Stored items
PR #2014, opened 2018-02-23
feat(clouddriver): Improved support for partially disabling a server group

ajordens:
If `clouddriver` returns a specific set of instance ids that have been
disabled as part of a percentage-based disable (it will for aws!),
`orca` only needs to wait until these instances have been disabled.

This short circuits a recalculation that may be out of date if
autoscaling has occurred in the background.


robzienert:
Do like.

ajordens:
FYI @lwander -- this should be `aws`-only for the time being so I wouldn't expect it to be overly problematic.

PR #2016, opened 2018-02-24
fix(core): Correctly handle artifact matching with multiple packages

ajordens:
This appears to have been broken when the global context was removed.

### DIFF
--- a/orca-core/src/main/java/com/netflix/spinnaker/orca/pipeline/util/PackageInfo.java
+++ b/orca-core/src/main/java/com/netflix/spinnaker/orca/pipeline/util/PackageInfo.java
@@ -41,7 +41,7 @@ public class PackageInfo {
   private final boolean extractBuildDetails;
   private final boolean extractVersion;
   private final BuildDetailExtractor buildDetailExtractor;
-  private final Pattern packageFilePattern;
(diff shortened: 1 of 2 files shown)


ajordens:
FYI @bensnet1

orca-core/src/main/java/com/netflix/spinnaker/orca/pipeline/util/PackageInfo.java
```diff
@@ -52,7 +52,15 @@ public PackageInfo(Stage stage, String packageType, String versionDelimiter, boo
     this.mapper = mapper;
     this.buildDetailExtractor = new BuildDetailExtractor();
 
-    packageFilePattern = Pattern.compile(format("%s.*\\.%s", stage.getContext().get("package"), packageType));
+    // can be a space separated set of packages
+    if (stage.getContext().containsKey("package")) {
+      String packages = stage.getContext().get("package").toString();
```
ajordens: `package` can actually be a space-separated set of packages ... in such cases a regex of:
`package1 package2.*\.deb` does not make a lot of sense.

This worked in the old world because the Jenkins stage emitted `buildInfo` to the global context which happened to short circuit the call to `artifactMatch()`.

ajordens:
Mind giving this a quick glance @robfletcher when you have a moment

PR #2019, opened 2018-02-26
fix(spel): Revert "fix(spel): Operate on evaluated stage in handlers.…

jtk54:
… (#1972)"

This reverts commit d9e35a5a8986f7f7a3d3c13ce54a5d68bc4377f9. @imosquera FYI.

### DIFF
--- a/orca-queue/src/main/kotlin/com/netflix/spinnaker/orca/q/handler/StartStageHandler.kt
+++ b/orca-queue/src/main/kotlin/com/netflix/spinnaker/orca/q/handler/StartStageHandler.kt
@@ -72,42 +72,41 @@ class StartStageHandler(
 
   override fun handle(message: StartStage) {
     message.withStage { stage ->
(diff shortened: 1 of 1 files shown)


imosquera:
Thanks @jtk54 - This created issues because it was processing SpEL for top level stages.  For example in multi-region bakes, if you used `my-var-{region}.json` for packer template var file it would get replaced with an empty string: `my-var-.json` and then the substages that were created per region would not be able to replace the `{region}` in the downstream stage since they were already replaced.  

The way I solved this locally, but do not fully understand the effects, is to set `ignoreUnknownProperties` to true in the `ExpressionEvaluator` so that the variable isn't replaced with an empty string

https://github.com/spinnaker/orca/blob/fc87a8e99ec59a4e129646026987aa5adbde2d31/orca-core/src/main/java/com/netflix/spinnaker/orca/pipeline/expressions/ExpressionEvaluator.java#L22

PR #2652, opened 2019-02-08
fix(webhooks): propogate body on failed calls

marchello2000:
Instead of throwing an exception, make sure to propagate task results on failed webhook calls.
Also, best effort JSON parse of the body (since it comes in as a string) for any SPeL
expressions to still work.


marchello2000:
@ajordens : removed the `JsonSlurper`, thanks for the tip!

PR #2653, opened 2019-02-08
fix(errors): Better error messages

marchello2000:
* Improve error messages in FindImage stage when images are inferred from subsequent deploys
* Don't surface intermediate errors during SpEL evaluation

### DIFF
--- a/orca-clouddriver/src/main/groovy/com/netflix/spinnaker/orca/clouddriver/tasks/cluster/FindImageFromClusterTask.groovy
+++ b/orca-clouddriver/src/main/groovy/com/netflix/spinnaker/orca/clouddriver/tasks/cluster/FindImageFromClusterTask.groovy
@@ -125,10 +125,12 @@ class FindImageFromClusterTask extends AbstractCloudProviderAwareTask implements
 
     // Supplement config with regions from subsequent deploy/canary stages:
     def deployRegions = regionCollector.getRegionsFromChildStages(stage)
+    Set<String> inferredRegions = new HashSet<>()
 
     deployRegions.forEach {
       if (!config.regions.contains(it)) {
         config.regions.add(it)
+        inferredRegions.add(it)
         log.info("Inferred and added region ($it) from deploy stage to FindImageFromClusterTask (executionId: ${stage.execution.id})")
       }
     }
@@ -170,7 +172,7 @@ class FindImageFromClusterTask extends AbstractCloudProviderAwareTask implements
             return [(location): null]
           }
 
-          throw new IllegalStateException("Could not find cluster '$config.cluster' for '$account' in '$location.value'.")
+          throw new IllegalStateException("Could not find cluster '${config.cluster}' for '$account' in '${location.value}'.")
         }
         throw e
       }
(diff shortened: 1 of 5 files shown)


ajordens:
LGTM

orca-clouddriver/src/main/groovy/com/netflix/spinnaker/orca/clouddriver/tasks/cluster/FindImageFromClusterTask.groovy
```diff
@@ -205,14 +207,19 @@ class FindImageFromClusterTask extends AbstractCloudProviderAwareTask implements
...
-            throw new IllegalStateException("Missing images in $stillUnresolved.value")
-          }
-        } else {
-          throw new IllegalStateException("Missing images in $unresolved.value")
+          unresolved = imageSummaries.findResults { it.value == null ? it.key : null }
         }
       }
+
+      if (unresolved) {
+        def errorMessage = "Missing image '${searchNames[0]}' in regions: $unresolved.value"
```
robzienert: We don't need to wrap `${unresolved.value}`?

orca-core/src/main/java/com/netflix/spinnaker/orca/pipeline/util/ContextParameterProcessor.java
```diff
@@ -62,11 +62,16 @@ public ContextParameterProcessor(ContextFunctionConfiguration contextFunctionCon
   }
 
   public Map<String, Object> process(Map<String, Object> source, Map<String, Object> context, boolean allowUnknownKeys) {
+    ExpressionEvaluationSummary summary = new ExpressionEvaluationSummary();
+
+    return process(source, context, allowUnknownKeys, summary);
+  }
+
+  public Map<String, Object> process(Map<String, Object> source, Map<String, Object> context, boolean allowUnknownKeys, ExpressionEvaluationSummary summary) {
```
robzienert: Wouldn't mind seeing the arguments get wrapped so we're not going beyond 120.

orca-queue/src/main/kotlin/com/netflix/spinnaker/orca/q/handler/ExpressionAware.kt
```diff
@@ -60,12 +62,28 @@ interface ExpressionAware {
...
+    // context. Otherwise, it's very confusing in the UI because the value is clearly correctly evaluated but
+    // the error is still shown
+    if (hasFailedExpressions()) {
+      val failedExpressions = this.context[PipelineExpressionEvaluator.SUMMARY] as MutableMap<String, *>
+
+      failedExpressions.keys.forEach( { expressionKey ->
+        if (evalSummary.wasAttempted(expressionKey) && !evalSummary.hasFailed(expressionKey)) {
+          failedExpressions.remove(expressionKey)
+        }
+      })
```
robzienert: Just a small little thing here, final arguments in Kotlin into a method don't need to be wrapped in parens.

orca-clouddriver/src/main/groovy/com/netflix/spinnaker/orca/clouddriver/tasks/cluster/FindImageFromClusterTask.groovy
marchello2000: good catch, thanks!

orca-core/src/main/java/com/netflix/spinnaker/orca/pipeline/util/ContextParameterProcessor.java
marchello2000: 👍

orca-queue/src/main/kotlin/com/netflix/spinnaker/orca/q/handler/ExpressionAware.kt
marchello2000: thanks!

* Exercise brief
Repeat back the data above, exact to the last character.

* Exercise output
PR #2014, opened 2018-02-23
feat(clouddriver): Improved support for partially disabling a server group

ajordens:
If `clouddriver` returns a specific set of instance ids that have been
disabled as part of a percentage-based disable (it will for aws!),
`orca` only needs to wait until these instances have been disabled.

This short circuits a recalculation that may be out of date if
autoscaling has occurred in the background.


robzienert:
Do like.

ajordens:
FYI @lwander -- this should be `aws`-only for the time being so I wouldn't expect it to be overly problematic.

PR #2016, opened 2018-02-24
fix(core): Correctly handle artifact matching with multiple packages

ajordens:
This appears to have been broken when the global context was removed.

### DIFF
--- a/orca-core/src/main/java/com/netflix/spinnaker/orca/pipeline/util/PackageInfo.java
+++ b/orca-core/src/main/java/com/netflix/spinnaker/orca/pipeline/util/PackageInfo.java
@@ -41,7 +41,7 @@ public class PackageInfo {
   private final boolean extractBuildDetails;
   private final boolean extractVersion;
   private final BuildDetailExtractor buildDetailExtractor;
-  private final Pattern packageFilePattern;
(diff shortened: 1 of 2 files shown)


ajordens:
FYI @bensnet1

orca-core/src/main/java/com/netflix/spinnaker/orca/pipeline/util/PackageInfo.java
```diff
@@ -52,7 +52,15 @@ public PackageInfo(Stage stage, String packageType, String versionDelimiter, boo
     this.mapper = mapper;
     this.buildDetailExtractor = new BuildDetailExtractor();
 
-    packageFilePattern = Pattern.compile(format("%s.*\\.%s", stage.getContext().get("package"), packageType));
+    // can be a space separated set of packages
+    if (stage.getContext().containsKey("package")) {
+      String packages = stage.getContext().get("package").toString();
```
ajordens: `package` can actually be a space-separated set of packages ... in such cases a regex of:
`package1 package2.*\.deb` does not make a lot of sense.

This worked in the old world because the Jenkins stage emitted `buildInfo` to the global context which happened to short circuit the call to `artifactMatch()`.

ajordens:
Mind giving this a quick glance @robfletcher when you have a moment

PR #2019, opened 2018-02-26
fix(spel): Revert "fix(spel): Operate on evaluated stage in handlers.…

jtk54:
… (#1972)"

This reverts commit d9e35a5a8986f7f7a3d3c13ce54a5d68bc4377f9. @imosquera FYI.

### DIFF
--- a/orca-queue/src/main/kotlin/com/netflix/spinnaker/orca/q/handler/StartStageHandler.kt
+++ b/orca-queue/src/main/kotlin/com/netflix/spinnaker/orca/q/handler/StartStageHandler.kt
@@ -72,42 +72,41 @@ class StartStageHandler(
 
   override fun handle(message: StartStage) {
     message.withStage { stage ->
(diff shortened: 1 of 1 files shown)


imosquera:
Thanks @jtk54 - This created issues because it was processing SpEL for top level stages.  For example in multi-region bakes, if you used `my-var-{region}.json` for packer template var file it would get replaced with an empty string: `my-var-.json` and then the substages that were created per region would not be able to replace the `{region}` in the downstream stage since they were already replaced.  

The way I solved this locally, but do not fully understand the effects, is to set `ignoreUnknownProperties` to true in the `ExpressionEvaluator` so that the variable isn't replaced with an empty string

https://github.com/spinnaker/orca/blob/fc87a8e99ec59a4e129646026987aa5adbde2d31/orca-core/src/main/java/com/netflix/spinnaker/orca/pipeline/expressions/ExpressionEvaluator.java#L22

PR #2652, opened 2019-02-08
fix(webhooks): propogate body on failed calls

marchello2000:
Instead of throwing an exception, make sure to propagate task results on failed webhook calls.
Also, best effort JSON parse of the body (since it comes in as a string) for any SPeL
expressions to still work.


marchello2000:
@ajordens : removed the `JsonSlurper`, thanks for the tip!

PR #2653, opened 2019-02-08
fix(errors): Better error messages

marchello2000:
* Improve error messages in FindImage stage when images are inferred from subsequent deploys
* Don't surface intermediate errors during SpEL evaluation

### DIFF
--- a/orca-clouddriver/src/main/groovy/com/netflix/spinnaker/orca/clouddriver/tasks/cluster/FindImageFromClusterTask.groovy
+++ b/orca-clouddriver/src/main/groovy/com/netflix/spinnaker/orca/clouddriver/tasks/cluster/FindImageFromClusterTask.groovy
@@ -125,10 +125,12 @@ class FindImageFromClusterTask extends AbstractCloudProviderAwareTask implements
 
     // Supplement config with regions from subsequent deploy/canary stages:
     def deployRegions = regionCollector.getRegionsFromChildStages(stage)
+    Set<String> inferredRegions = new HashSet<>()
 
     deployRegions.forEach {
       if (!config.regions.contains(it)) {
         config.regions.add(it)
+        inferredRegions.add(it)
         log.info("Inferred and added region ($it) from deploy stage to FindImageFromClusterTask (executionId: ${stage.execution.id})")
       }
     }
@@ -170,7 +172,7 @@ class FindImageFromClusterTask extends AbstractCloudProviderAwareTask implements
             return [(location): null]
           }
 
-          throw new IllegalStateException("Could not find cluster '$config.cluster' for '$account' in '$location.value'.")
+          throw new IllegalStateException("Could not find cluster '${config.cluster}' for '$account' in '${location.value}'.")
         }
         throw e
       }
(diff shortened: 1 of 5 files shown)


ajordens:
LGTM

orca-clouddriver/src/main/groovy/com/netflix/spinnaker/orca/clouddriver/tasks/cluster/FindImageFromClusterTask.groovy
```diff
@@ -205,14 +207,19 @@ class FindImageFromClusterTask extends AbstractCloudProviderAwareTask implements
...
-            throw new IllegalStateException("Missing images in $stillUnresolved.value")
-          }
-        } else {
-          throw new IllegalStateException("Missing images in $unresolved.value")
+          unresolved = imageSummaries.findResults { it.value == null ? it.key : null }
         }
       }
+
+      if (unresolved) {
+        def errorMessage = "Missing image '${searchNames[0]}' in regions: $unresolved.value"
```
robzienert: We don't need to wrap `${unresolved.value}`?

orca-core/src/main/java/com/netflix/spinnaker/orca/pipeline/util/ContextParameterProcessor.java
```diff
@@ -62,11 +62,16 @@ public ContextParameterProcessor(ContextFunctionConfiguration contextFunctionCon
   }
 
   public Map<String, Object> process(Map<String, Object> source, Map<String, Object> context, boolean allowUnknownKeys) {
+    ExpressionEvaluationSummary summary = new ExpressionEvaluationSummary();
+
+    return process(source, context, allowUnknownKeys, summary);
+  }
+
+  public Map<String, Object> process(Map<String, Object> source, Map<String, Object> context, boolean allowUnknownKeys, ExpressionEvaluationSummary summary) {
```
robzienert: Wouldn't mind seeing the arguments get wrapped so we're not going beyond 120.

orca-queue/src/main/kotlin/com/netflix/spinnaker/orca/q/handler/ExpressionAware.kt
```diff
@@ -60,12 +62,28 @@ interface ExpressionAware {
...
+    // context. Otherwise, it's very confusing in the UI because the value is clearly correctly evaluated but
+    // the error is still shown
+    if (hasFailedExpressions()) {
+      val failedExpressions = this.context[PipelineExpressionEvaluator.SUMMARY] as MutableMap<String, *>
+
+      failedExpressions.keys.forEach( { expressionKey ->
+        if (evalSummary.wasAttempted(expressionKey) && !evalSummary.hasFailed(expressionKey)) {
+          failedExpressions.remove(expressionKey)
+        }
+      })
```
robzienert: Just a small little thing here, final arguments in Kotlin into a method don't need to be wrapped in parens.

orca-clouddriver/src/main/groovy/com/netflix/spinnaker/orca/clouddriver/tasks/cluster/FindImageFromClusterTask.groovy
marchello2000: good catch, thanks!

orca-core/src/main/java/com/netflix/spinnaker/orca/pipeline/util/ContextParameterProcessor.java
marchello2000: 👍

orca-queue/src/main/kotlin/com/netflix/spinnaker/orca/q/handler/ExpressionAware.kt
marchello2000: thanks!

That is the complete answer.